Look through the lines below and extract any with the word "motivation".

BEGIN Data for this task

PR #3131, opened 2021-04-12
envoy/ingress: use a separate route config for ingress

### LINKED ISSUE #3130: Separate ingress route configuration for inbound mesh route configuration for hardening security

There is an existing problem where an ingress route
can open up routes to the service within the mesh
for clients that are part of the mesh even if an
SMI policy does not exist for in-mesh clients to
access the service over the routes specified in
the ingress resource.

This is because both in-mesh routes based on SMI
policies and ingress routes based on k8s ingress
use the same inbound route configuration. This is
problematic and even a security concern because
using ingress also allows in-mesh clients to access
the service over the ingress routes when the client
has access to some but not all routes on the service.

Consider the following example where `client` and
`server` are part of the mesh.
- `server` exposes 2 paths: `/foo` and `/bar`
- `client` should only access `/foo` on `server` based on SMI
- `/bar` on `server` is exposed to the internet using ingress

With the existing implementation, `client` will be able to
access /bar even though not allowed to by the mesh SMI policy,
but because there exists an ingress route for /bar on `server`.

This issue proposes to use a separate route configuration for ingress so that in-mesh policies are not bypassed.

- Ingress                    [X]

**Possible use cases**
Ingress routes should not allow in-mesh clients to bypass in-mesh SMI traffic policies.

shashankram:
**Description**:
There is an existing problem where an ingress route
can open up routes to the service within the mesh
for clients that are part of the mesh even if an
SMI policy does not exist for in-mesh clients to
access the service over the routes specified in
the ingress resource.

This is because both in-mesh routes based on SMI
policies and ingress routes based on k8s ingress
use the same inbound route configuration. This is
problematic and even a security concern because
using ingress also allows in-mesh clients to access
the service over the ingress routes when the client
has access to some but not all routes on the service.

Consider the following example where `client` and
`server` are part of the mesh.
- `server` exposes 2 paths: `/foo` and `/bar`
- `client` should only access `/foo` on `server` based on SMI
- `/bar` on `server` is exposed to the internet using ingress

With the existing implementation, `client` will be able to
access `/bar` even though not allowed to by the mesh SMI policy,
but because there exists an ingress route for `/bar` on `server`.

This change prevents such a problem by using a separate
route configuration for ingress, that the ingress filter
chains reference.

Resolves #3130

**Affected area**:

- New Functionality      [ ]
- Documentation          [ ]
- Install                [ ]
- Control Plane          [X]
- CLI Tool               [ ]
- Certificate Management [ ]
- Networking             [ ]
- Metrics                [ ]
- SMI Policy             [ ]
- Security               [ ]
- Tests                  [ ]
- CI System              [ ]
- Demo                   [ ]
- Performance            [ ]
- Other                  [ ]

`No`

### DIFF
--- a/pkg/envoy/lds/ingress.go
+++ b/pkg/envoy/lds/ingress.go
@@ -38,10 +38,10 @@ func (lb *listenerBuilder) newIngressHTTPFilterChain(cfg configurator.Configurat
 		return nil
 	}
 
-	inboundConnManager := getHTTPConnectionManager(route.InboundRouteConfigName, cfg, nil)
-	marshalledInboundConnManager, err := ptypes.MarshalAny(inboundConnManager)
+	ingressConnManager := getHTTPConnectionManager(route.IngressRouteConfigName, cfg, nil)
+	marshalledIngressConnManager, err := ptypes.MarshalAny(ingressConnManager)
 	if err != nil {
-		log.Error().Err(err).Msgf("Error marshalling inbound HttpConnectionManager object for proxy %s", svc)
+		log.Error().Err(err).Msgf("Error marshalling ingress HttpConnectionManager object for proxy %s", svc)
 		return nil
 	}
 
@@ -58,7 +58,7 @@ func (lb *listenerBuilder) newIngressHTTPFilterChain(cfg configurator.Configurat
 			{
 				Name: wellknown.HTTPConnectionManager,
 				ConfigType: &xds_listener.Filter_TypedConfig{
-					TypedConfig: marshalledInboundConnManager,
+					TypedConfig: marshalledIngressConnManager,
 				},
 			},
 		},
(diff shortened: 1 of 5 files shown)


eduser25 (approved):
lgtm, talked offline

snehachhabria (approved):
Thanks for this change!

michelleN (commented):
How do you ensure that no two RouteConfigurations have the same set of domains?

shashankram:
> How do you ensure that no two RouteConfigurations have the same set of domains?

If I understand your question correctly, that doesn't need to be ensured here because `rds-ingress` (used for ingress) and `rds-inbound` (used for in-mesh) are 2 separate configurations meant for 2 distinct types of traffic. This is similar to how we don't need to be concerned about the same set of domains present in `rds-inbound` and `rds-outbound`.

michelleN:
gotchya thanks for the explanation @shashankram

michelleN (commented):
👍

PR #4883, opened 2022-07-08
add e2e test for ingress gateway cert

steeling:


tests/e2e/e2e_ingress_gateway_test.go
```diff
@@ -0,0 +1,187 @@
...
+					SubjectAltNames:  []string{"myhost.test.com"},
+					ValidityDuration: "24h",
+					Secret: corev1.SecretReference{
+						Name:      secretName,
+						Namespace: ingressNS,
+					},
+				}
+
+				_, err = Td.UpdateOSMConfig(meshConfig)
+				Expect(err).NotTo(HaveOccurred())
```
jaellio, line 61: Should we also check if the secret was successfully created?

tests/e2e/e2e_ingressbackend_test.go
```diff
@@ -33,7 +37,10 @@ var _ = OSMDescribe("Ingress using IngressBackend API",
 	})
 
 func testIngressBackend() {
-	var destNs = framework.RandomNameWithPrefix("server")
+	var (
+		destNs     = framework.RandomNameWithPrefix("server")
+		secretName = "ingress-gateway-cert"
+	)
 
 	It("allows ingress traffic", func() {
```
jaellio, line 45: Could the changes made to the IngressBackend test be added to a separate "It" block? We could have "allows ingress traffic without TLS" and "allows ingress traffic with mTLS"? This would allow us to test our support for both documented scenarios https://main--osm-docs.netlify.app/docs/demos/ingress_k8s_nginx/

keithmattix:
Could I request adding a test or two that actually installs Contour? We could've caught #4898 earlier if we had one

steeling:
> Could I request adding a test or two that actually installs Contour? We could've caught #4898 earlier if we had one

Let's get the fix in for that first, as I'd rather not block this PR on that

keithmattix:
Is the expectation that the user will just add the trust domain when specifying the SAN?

END Data for this task
BEGIN Data for this task

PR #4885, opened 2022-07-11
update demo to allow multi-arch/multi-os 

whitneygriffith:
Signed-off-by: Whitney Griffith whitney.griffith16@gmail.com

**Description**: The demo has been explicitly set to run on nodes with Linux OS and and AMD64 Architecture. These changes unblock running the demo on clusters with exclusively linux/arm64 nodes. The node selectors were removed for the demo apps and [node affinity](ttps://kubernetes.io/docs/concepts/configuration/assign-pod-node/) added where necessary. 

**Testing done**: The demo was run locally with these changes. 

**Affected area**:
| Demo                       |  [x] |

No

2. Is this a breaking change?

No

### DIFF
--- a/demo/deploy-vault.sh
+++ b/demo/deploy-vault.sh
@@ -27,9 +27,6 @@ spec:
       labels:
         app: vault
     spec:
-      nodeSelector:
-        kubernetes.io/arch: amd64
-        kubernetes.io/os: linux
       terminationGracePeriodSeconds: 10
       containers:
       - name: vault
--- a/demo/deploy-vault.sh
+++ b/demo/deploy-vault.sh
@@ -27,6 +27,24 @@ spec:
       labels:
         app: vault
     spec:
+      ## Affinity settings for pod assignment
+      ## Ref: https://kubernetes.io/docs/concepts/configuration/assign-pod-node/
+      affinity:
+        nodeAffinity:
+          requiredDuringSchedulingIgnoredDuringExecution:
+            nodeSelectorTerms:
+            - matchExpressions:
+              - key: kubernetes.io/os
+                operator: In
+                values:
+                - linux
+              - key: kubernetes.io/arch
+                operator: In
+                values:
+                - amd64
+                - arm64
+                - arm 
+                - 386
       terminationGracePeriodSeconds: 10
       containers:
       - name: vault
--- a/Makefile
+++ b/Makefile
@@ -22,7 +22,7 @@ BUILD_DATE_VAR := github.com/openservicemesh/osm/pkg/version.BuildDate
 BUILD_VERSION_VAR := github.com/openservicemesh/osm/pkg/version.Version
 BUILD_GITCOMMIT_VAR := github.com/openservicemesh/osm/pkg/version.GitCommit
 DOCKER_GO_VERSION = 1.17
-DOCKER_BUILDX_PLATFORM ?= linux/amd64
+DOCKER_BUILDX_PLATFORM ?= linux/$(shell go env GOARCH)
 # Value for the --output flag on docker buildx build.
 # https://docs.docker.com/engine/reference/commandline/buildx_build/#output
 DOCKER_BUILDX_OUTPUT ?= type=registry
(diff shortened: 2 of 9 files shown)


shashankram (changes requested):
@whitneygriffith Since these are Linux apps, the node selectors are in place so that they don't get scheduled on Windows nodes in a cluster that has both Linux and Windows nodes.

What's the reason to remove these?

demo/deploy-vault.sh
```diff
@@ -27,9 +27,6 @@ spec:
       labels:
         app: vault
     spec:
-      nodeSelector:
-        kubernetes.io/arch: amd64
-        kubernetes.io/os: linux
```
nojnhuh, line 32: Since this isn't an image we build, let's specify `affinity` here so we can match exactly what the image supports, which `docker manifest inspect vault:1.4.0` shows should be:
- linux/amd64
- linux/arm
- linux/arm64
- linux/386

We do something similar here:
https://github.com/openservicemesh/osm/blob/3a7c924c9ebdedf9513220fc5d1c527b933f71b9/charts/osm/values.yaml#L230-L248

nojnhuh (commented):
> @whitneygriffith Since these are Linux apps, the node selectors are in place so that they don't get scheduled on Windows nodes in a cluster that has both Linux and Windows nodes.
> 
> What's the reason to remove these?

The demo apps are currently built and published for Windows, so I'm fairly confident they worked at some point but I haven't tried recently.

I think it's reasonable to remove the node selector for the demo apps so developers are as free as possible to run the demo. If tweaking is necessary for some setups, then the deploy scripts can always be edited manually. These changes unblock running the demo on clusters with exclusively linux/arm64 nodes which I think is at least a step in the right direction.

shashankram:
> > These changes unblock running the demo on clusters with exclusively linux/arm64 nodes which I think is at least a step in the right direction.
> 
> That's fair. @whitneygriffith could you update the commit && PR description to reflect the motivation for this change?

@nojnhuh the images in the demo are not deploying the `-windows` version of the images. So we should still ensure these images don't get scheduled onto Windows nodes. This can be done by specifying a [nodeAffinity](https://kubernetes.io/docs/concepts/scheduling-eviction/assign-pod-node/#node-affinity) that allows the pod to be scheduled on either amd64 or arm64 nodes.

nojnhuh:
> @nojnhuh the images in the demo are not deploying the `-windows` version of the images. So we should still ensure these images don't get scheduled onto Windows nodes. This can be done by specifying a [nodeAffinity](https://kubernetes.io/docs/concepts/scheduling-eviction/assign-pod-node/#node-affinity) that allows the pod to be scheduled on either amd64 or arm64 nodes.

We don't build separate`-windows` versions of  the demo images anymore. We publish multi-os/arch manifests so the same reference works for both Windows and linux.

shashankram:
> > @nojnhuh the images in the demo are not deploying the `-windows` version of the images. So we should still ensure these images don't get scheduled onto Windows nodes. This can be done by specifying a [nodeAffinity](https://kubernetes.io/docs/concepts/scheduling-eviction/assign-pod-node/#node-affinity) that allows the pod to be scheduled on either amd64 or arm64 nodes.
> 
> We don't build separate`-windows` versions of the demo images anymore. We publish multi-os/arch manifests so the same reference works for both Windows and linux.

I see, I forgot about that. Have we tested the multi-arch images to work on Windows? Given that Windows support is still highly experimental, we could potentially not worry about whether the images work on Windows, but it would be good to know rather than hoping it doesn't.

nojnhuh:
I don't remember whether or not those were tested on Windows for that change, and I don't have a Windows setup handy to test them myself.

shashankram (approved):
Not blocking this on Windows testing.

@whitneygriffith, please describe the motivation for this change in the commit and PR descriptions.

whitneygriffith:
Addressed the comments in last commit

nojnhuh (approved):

END Data for this task
BEGIN Data for this task

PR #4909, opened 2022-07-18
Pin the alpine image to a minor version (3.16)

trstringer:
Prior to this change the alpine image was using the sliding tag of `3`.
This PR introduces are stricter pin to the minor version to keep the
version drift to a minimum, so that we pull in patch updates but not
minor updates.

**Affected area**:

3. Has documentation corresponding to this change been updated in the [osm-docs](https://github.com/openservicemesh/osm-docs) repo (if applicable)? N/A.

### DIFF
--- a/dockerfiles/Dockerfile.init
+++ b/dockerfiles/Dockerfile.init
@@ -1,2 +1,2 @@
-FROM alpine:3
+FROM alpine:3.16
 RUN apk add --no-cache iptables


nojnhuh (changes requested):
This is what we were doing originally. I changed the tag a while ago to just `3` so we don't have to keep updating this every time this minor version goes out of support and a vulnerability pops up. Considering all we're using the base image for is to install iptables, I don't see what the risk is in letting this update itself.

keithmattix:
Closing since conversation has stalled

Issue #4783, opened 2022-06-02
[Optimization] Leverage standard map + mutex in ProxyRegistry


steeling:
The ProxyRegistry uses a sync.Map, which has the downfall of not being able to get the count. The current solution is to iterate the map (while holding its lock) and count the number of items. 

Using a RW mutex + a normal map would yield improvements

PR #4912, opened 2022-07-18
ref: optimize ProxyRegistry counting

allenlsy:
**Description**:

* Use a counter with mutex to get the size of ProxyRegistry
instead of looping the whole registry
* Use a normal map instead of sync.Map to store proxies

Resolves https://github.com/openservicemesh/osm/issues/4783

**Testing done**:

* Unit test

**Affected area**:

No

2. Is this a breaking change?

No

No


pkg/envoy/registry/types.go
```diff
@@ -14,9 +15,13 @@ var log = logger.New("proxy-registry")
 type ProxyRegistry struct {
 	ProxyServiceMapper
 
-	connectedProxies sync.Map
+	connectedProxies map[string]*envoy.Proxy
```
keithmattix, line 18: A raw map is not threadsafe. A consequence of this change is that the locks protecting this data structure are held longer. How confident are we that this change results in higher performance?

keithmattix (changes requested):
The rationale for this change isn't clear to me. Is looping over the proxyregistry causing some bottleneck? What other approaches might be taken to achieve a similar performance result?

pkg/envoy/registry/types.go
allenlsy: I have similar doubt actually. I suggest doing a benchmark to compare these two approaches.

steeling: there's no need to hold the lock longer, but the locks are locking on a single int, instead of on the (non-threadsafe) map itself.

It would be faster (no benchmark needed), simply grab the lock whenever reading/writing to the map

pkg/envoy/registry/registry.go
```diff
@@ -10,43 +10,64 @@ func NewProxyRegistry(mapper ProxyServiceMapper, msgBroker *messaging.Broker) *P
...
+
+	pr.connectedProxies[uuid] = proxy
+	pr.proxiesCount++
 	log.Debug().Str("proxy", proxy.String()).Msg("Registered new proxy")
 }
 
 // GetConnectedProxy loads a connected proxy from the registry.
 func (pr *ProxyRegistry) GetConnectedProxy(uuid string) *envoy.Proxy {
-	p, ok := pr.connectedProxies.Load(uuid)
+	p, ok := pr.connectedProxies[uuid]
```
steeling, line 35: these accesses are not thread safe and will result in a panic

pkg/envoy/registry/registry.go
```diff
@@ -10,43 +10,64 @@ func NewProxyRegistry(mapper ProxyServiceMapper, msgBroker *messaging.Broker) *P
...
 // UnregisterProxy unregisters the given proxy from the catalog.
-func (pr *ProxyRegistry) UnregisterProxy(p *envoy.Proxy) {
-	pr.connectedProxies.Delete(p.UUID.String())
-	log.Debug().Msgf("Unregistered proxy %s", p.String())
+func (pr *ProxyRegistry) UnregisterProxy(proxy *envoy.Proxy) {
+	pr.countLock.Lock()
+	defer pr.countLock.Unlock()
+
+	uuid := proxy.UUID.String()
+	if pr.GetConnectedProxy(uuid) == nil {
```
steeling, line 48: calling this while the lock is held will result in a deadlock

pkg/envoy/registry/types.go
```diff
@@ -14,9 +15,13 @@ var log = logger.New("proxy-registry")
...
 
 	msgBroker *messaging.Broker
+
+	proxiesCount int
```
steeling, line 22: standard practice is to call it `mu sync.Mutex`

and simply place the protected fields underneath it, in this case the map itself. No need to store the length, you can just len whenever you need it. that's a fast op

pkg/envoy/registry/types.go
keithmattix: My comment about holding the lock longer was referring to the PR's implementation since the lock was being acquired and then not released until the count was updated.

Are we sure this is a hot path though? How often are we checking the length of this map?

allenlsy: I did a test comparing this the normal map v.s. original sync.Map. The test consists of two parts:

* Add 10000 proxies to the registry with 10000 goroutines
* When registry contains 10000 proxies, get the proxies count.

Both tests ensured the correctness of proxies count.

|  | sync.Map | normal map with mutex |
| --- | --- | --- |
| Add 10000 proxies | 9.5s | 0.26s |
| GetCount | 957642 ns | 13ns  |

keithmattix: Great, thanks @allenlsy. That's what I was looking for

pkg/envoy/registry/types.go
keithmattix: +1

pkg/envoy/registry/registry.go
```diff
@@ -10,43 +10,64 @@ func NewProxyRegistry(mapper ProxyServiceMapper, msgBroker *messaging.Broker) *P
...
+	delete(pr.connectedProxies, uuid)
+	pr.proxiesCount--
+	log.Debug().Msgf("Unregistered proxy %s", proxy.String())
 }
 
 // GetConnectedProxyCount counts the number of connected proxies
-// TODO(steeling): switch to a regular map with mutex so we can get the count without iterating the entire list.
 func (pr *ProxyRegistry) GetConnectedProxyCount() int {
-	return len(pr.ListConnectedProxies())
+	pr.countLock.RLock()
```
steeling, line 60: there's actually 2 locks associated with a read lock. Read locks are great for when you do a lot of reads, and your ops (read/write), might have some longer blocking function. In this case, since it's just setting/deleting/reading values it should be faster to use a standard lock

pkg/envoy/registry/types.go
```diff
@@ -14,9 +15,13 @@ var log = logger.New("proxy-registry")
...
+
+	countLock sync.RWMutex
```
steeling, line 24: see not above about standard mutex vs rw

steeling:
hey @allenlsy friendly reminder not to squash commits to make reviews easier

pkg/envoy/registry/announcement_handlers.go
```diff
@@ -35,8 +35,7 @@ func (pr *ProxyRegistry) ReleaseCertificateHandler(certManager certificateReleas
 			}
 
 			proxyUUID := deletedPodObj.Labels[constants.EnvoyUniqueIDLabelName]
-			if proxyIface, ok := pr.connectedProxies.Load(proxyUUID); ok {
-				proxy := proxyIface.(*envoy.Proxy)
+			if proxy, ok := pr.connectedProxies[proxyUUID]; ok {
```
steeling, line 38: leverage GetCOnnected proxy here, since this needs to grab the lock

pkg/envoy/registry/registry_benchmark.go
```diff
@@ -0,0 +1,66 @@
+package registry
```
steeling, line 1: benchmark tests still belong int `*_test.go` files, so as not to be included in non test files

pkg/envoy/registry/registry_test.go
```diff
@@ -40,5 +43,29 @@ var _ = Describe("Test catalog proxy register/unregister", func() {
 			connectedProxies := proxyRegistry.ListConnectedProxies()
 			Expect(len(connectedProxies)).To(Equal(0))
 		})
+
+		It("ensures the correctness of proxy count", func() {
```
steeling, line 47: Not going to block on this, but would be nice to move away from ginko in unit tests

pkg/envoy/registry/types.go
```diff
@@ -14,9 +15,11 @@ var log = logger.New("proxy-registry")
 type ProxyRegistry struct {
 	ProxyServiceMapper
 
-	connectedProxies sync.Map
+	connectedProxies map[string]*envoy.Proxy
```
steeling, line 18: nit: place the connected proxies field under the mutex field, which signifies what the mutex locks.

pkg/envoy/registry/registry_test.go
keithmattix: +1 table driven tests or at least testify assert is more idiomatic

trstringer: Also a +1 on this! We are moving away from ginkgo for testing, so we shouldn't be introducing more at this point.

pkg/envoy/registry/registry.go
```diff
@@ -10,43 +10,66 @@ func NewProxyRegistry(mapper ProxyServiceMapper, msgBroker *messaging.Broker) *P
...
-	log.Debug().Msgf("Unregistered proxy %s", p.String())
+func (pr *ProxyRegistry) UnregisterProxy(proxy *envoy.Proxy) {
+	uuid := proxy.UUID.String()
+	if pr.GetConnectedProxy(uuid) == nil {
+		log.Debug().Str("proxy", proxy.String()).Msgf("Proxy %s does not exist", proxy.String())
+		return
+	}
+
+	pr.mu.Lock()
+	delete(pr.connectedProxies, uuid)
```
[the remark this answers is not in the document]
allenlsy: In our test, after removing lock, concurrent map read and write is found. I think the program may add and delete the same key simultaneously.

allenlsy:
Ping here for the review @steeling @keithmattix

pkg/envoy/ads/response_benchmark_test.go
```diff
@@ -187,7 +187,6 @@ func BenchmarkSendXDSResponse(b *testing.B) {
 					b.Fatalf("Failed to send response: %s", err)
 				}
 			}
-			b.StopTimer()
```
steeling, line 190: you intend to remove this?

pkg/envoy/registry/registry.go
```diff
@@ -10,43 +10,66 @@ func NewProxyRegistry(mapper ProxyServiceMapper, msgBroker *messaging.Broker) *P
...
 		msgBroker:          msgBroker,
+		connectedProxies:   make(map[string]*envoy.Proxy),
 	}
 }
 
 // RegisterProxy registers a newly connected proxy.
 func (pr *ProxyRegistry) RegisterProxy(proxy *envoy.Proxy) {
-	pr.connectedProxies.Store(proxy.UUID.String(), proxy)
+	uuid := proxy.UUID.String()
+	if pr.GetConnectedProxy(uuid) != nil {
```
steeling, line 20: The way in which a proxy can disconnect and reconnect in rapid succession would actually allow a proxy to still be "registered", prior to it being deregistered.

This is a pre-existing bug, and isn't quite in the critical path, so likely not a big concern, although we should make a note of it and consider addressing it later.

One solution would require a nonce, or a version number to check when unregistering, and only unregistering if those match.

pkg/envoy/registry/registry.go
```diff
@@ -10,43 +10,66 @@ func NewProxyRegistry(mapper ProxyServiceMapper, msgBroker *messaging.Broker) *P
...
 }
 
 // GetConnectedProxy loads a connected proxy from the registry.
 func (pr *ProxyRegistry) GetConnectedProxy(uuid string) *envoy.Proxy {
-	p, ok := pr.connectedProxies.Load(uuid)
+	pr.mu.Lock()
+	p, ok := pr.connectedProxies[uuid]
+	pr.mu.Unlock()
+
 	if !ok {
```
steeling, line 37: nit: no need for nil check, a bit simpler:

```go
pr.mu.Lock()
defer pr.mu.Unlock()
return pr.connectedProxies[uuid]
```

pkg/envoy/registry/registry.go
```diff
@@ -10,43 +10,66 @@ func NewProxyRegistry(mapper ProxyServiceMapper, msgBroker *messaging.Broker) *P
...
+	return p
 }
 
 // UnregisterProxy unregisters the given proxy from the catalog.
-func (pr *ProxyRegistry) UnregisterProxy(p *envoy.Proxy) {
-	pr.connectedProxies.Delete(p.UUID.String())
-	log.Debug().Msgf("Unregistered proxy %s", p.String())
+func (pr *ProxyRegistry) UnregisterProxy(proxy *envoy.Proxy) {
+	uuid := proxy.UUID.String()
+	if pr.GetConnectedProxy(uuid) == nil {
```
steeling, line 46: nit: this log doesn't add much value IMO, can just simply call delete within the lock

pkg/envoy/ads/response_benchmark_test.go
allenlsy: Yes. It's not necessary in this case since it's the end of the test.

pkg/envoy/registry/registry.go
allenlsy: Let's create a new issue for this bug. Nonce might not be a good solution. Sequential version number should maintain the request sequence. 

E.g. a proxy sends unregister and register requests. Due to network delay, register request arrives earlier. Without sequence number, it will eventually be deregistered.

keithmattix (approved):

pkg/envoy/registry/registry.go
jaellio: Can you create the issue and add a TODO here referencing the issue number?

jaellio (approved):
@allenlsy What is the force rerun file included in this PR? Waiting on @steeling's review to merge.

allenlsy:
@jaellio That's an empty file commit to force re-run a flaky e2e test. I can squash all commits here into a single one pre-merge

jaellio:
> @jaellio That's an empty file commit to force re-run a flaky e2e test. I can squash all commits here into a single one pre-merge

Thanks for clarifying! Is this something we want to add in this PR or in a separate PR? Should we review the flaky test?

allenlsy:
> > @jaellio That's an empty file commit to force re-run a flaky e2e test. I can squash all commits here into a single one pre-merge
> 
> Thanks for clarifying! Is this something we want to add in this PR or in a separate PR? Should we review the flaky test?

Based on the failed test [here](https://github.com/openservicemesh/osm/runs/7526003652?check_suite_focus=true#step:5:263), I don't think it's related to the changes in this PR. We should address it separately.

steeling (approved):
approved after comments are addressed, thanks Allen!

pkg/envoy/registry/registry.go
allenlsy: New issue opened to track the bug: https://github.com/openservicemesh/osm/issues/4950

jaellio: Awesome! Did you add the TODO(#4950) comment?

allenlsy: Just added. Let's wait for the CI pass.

END Data for this task

§ Your response:
> That's fair. @whitneygriffith could you update the commit && PR description to reflect the motivation for this change?
@whitneygriffith, please describe the motivation for this change in the commit and PR descriptions.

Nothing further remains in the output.